Do CEO's deserve what they make?

Nurses General Nursing

Published

February, 2004

CEOs Deserve What They Make

by Elan Journo

As millions of Americans watch the New England Patriots take on the Carolina Panthers, every minute of the game will be scrutinized, from all angles and with action replays. But, amid the cheers of victory and cries of disappointment, you won't hear a whisper of complaint from fans about the players' multi-million dollar salaries--$3.8 million on average for starting quarterbacks, and far more to exceptional players. No one doubts that the players have earned it, that the MVPs are indispensable to their teams, that it is morally proper to reward achievement.

But that spirit of justice disappears by springtime, when corporations file their financial statements. It is then that we learn how much America's CEOs got paid last year. In a ritual now sadly as commonplace as Super Bowl parties, CEOs are annually reviled as overpaid fat-cats. Astonished at pay packages as large as that of Dell Inc.'s Michael Dell--America's third-highest paid CEO in 2003--people ask themselves: "How can the work of a paper-pusher be worth $82 million a year?"

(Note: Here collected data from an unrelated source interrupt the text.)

PR #642, opened 2018-10-29
Add unit tests for missing required attributes in population methods

langner:
This is a paraphrase and extension of #480.

### DIFF
--- a/cclib/method/population.py
+++ b/cclib/method/population.py
@@ -1,6 +1,6 @@
 # -*- coding: utf-8 -*-
 #
-# Copyright (c) 2017, the cclib development team
+# Copyright (c) 2018, the cclib development team
 #
 # This file is part of cclib (http://cclib.github.io) and is distributed under
 # the terms of the BSD 3-Clause License.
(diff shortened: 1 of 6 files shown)


cclib/method/population.py
```diff
@@ -32,6 +34,13 @@ def __repr__(self):
         """Return a representation of the object."""
         return "Population"
 
+    def _check_required_attributes(self):
+        super(Population, self)._check_required_attributes()
+        
+        if not any(hasattr(self.data, a) for a in self.overlap_attributes):
+            raise MissingAttributeError(
+                    'Need overlap matrix (aooverlaps or fooverlaps attribute) for Population methods')
```
ATenderholt: The overlap matrix isn't required for CSPA.

cclib/method/population.py
```diff
@@ -11,17 +11,19 @@
...
 
-from cclib.method.calculationmethod import Method
+from cclib.method.calculationmethod import Method, MissingAttributeError
 
 
 class Population(Method):
     """An abstract base class for population-type methods."""
 
+    required_attrs = ('homos', 'mocoeffs', 'nbasis')
+    overlap_attributes = ("aooverlaps", "fooverlaps")
```
ATenderholt: Any reason you switched from single quotes to double quotes? (No real preference, just was surprised.)

cclib/method/population.py
langner: Indeed! Done in 83c0738ef18535f16e807a1f5235329e54cf6a3b.

cclib/method/population.py
langner: Done in 83c0738ef18535f16e807a1f5235329e54cf6a3b.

The answer is that successful CEOs are as indispensable to their companies as Super Bowl winning quarterbacks are to their teams. They earn their rewards.

How big an influence can one man have on the fortunes of the entire corporation? Consider the impact of Jack Welch on General Electric. Before his tenure as CEO, the company was a bloated giant, floundering under its own weight. Splintered into dozens of distinct and inefficient business units, GE was scarcely making a profit. Welch turned it around. He streamlined and reorganized the company's operations and implemented a sound business strategy yielding more than $400 billion worth of shareholder wealth.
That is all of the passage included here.